DATASET ENTRIES Start Marker

PR #8256, opened 2021-08-05
Update LEAmDNS_Control.cpp

folkertvanheusden:
sendParameter.m_bUnicast is checked in _sendMDNSMessage() (src/LEAmDNS_Transfer.cpp, line 84) so should be initialized.


folkertvanheusden:
Please ignore:  MDNSResponder::stcMDNSSendParameter::clear() already does this.

PR #8290, opened 2021-08-24
Update mmu_get... and mmu_set... 

mhightower83:
Updated performance inline functions `mmu_get_uint8()`, ... and `mmu_set_uint8()`, ...  to comply with strict-aliasing rules. 

Changes to avoid over-optimization of 32-bit wide transfers from IRAM, turning into 8-bit or 16-bit transfers by the new GCC 10.3 compiler. This has been a reoccurring/tricky problem for me with the new compiler. 

So far referencing the 32-bit value loaded by way of an Extended ASM R/W output register will stop the compiler from optimizing down to an 8-bit or 16-bit transfer.

Example:
```cpp
  uint32_t val;
  __builtin_memcpy(&val, v32, sizeof(uint32_t));
  asm volatile ("" :"+r"(val)); // inject 32-bit dependency
  ...
```

Updated example `irammem.ino`
* do a simple test of compliance to strict-aliasing rules
* For `mmu_get_uint8()`, added tests to evaluate if 32-bit wide transfers were converted to an 8-bit transfer.

### DIFF
--- a/cores/esp8266/mmu_iram.h
+++ b/cores/esp8266/mmu_iram.h
@@ -127,8 +127,26 @@ bool mmu_is_icache(const void *addr) {
 static inline __attribute__((always_inline))
 uint8_t mmu_get_uint8(const void *p8) {
   ASSERT_RANGE_TEST_READ(p8);
-  uint32_t val = (*(uint32_t *)((uintptr_t)p8 & ~0x3));
-  uint32_t pos = ((uintptr_t)p8 & 0x3) * 8;
+  // https://gist.github.com/shafik/848ae25ee209f698763cffee272a58f8#how-do-we-type-pun-correctly
+  // Comply with strict-aliasing rules. Using memcpy is a Standards suggested
+  // method for type punning. The compiler optimizer will replace the memcpy
+  // with an `l32i` instruction.  Using __builtin_memcpy to ensure we get the
+  // effects of the compiler optimization and not some #define version of
+  // memcpy.
+  void *v32 = (void *)((uintptr_t)p8 & ~(uintptr_t)3u);
+  uint32_t val;
+  __builtin_memcpy(&val, v32, sizeof(uint32_t));
+  // Use an empty ASM to reference the 32-bit value. This will block the
+  // compiler from immediately optimizing to an 8-bit or 16-bit load instruction
+  // against IRAM memory. (This approach was inspired by
+  // https://github.com/esp8266/Arduino/pull/7780#discussion_r548303374)
+  // This issue was seen when using a constant address with the GCC 10.3
+  // compiler.
+  // As a general practice, I think referencing by way of Extended ASM R/W
+  // output register will stop the the compiler from reloading the value later
+  // as 8-bit load from IRAM.
+  asm volatile ("" :"+r"(val)); // inject 32-bit dependency
+  uint32_t pos = ((uint32_t)p8 & 3u) * 8u;
   val >>= pos;
   return (uint8_t)val;
 }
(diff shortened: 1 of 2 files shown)


libraries/esp8266/examples/irammem/irammem.ino
```diff
@@ -14,6 +14,204 @@
 #define ETS_PRINTF ets_uart_printf
 #endif
 
+/*
+  Verify mmu_get_uint16()'s compliance with strict-aliasing rules under
+  different optimizations.
+*/
```
mcspr, line 20: It's already here, but would this and the rest of the file make sense as a device test file at `/tests/device/test_irammem/` like there's already a umm malloc one? And given the structure of the things below with success and failures

libraries/esp8266/examples/irammem/irammem.ino
```diff
@@ -14,6 +14,204 @@
...
+  for (size_t i = 0; i < sz; i++) {
+    Serial.printf(" %3u", x[i]);
+  }
+  Serial.printf("\r\n");
+}
+
+bool testPunning() {
+  bool result = true;
+  // Get reference result for verifing test
+  alignas(alignof(uint32_t)) uint16_t x_ref[] = {1, 2, 3, 0};
```
mcspr, line 171: nit: `alignas(uint32_t)` already handles this, just to be less noisy

https://en.cppreference.com/w/cpp/language/alignas
> aliagas(type-id) is equivalent to alignas(alignof(type-id))

cores/esp8266/mmu_iram.h
```diff
@@ -204,13 +245,13 @@ extern void _text_end(void);
...
-  uint32_t sec_heap = (uint32_t)_text_end + 32;
-  return (void *)(sec_heap &= ~7);
+  uintptr_t sec_heap = (uintptr_t)_text_end + (uintptr_t)32u;
+  return (void *)(sec_heap &= ~(uintptr_t)7u);
 }
 
 static inline __attribute__((always_inline))
 size_t mmu_sec_heap_size(void) {
-  return (size_t)0xC000UL - ((size_t)mmu_sec_heap() - 0x40100000UL);
+  return (size_t)0xC000ul - ((uintptr_t)mmu_sec_heap() - (uintptr_t)0x40100000ul);
```
mcspr, line 254: I wonder if this was mentioned before, but... isn't it IRAM_START? Could be easier to track named consts instead of just a number?
Also note that the rest of `#define ...` inside of the func blocks above is kind-of misleading, as it is global for anything including this header

mcspr (approved):
lgtm, besides the comments
(and it is broken as-is, so I'd rather push this sooner than later)

libraries/esp8266/examples/irammem/irammem.ino
mhightower83: I don't know much about how the optimizations might vary across processor vendors, my thinking was this way it is tested with a matching vendor/version of the ESP8266 GCC.

libraries/esp8266/examples/irammem/irammem.ino
mhightower83: done.

cores/esp8266/mmu_iram.h
mhightower83: I found a #define for IRAM start, I'll use it.

For #define inside of a function. I did that as an indication that it was the only place it was being used. I see that was not a clear thing to do. I wanted to use `constexpr`, however, that would not work for `.c` modules. I see that the optimizer to works very well in absorbing const into the code. I'll replace the #define(s) with const instead.

libraries/esp8266/examples/irammem/irammem.ino
mcspr: The basic idea is to have a separate set of 'tests' that have a clearly defined success and failures, which is useful to have grouped together instead of remembering to run the example code to sanity-check certain Core implementation details. 'Device' is just the board running the test program, and... we are fighting the c++ object lifetime assumptions done by the compiler, not the machine code specifics?

Just to note, idk if it actually plays correctly with something supposed to be hw-only and not mixed with MOCK tests

cores/esp8266/mmu_iram.h
```diff
@@ -26,13 +26,24 @@
...
+#define XCHAL_INSTRAM1_VADDR		0x40100000
+#define XCHAL_INSTROM0_VADDR		0x40200000
+#else
+#include <sys/config.h> // For config/core-isa.h
+/*
+  Cautiously use XCHAL_..._VADDR values where possible.
+  While XCHAL_..._VADDR values in core-isa.h may define the Xtensa processor
+  CONFIG options, they are not always an indication of DRAM, IRAM, or ROM
+  size or position in the address space.
+*/
```
mcspr, line 46: I guess make sense with the available definitions, naming would also simplify migration to anything else.

Looking at the RTOS, there is esp8266/eagle_soc.h declaring various IRAM_..., DRAM_..., RTC_... preprocessor tokens and funcs related to ranges. This is out-of-scope here, but I wonder if something like this is warranted here as well (and since even the 3.x NONOS does not have anything of sorts)

PR #8297, opened 2021-08-31
MOD-WIFI-ESP8266(-DEV) update

Stanimir-Petev:
Added Flash mode and reset method selection options for Olimex board MOD-WIFI-ESP8266(-DEV)


earlephilhower (changes requested):
This isn't going to pass CI.  You need to update tools/boards.txt.py and regenerate the boards.txt file from it,, not manually edit boards.txt.

Plus, it seems like you're doing both normal definitions and menu overridden ones which is not correct.  See line 5832-5833 and 5849-5850.

Stanimir-Petev:
Thank you for the advice! I wasn't aware of the python script inside the "/tools" folder.
After you mentioned about the double definitions of the FlashMode I noticed that I did the same mistake with the ResetMethod.
Now as it's done via the boards.txt.py script is there anything else that needs to be done in order to be valid?

The whole point of adding these options are that we have new flash memory chips on the board that works in those modes: ResetMethod: no dtr (aka ck); and FlashMode: QOUT.

d-a-v (approved):

earlephilhower (approved):
LGTM, thanks!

DATASET ENTRIES End Marker

PROBLEM REQUIREMENTS » Using the entries shown above, reproduce verbatim the lines from the line bearing "(void *)((uintptr_t)p8 & ~(uintptr_t)3u);" to the line bearing "mcspr, line 20: It's", inclusive.

TASK SOLUTION »
+  void *v32 = (void *)((uintptr_t)p8 & ~(uintptr_t)3u);
+  uint32_t val;
+  __builtin_memcpy(&val, v32, sizeof(uint32_t));
+  // Use an empty ASM to reference the 32-bit value. This will block the
+  // compiler from immediately optimizing to an 8-bit or 16-bit load instruction
+  // against IRAM memory. (This approach was inspired by
+  // https://github.com/esp8266/Arduino/pull/7780#discussion_r548303374)
+  // This issue was seen when using a constant address with the GCC 10.3
+  // compiler.
+  // As a general practice, I think referencing by way of Extended ASM R/W
+  // output register will stop the the compiler from reloading the value later
+  // as 8-bit load from IRAM.
+  asm volatile ("" :"+r"(val)); // inject 32-bit dependency
+  uint32_t pos = ((uint32_t)p8 & 3u) * 8u;
   val >>= pos;
   return (uint8_t)val;
 }
(diff shortened: 1 of 2 files shown)


libraries/esp8266/examples/irammem/irammem.ino
```diff
@@ -14,6 +14,204 @@
 #define ETS_PRINTF ets_uart_printf
 #endif
 
+/*
+  Verify mmu_get_uint16()'s compliance with strict-aliasing rules under
+  different optimizations.
+*/
```
mcspr, line 20: It's already here, but would this and the rest of the file make sense as a device test file at `/tests/device/test_irammem/` like there's already a umm malloc one? And given the structure of the things below with success and failures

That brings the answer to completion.